▶ **Task directions**
Find the number of lines below in which the word "issues" appears, and write that number only.
═════ Given entries ═════
PR #1475, opened 2019-08-29
display dropdown modal is options greater then 10

ghost:
Changes to display the modal whit dropdown if the option list has over 10 items. 
This issue is already mentioned here: https://github.com/archivematica/Issues/issues/850

PR #850, opened 2017-12-15
Prevent recursion limit error during normative structmap creation

jrwdunham:
Prevent hitting the recursion limit using a for loop during METS normative structmap creation.

Replaces https://github.com/artefactual/archivematica/pull/825.

PR #1578, opened 2020-02-26
Fix enhanced decision point selector

replaceafill:
This PR fixes the modal dialog shown when a decision point has more than 10 options.

I started reviewing https://github.com/artefactual/archivematica/pull/1475 but found the same [issues Ross reported](https://github.com/artefactual/archivematica/pull/1475#pullrequestreview-316284704).

I consider this fix a bit more robust because:

1. It doesn't require changes to the style sheets: to make the `Select2` dropdown in the modal responsive I followed this suggestion in its documentation (see the `**Responsive Design - Percent Width** section in http://select2.github.io/select2/):

> The best way to ensure that Select2 is using a percent based width is to inline the style declaration into the tag.

2. It completes the HTML structure of the modal element as explained in the [Bootstrap documentation](https://getbootstrap.com/docs/3.3/javascript/#modals). I also set the `backdrop` option of the modal as [`static`](https://getbootstrap.com/docs/3.3/javascript/#modals-options) to have the user destroy the modal container either trhough the `x` icon or the `Cancel` button. 

The modal seems to work similarly in Firefox and Chrome and it looks like this:

Captura de pantalla de 2020-02-25 23-27-51

**Note**: I also found a limitation in the whole approach that we'll need to revise in the future: once Angular repaints the UI, triggering the `change` event of the original decision point dropdown doesn't work anymore. I commented the code accordingly.

Connected to https://github.com/archivematica/Issues/issues/850

### DIFF
--- a/src/dashboard/src/media/js/jobs.js
+++ b/src/dashboard/src/media/js/jobs.js
@@ -567,18 +567,27 @@ var BaseJobView = Backbone.View.extend({
       return UNKNOWN_COLOR;
     },
 
+  destroyEnhacedActionSelectContainer: function(statusObject)
+    {
+      $('.modal-backdrop.in').remove();
+      $('body').removeClass('modal-open');
+      $('#big-choice-select-modal').remove();
+      statusObject.bigSelectShowing = false;
+    },
+
   // augment dashboard action select by using a pop-up with an enhanced select widget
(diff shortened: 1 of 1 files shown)


sevein (approved):
This seems to be a good step forward addressing the problem described in #850. But I agree we still need the modal to survive to updates and embrace the fact that other users may be making the decision.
═════
▶ **Answer box**
3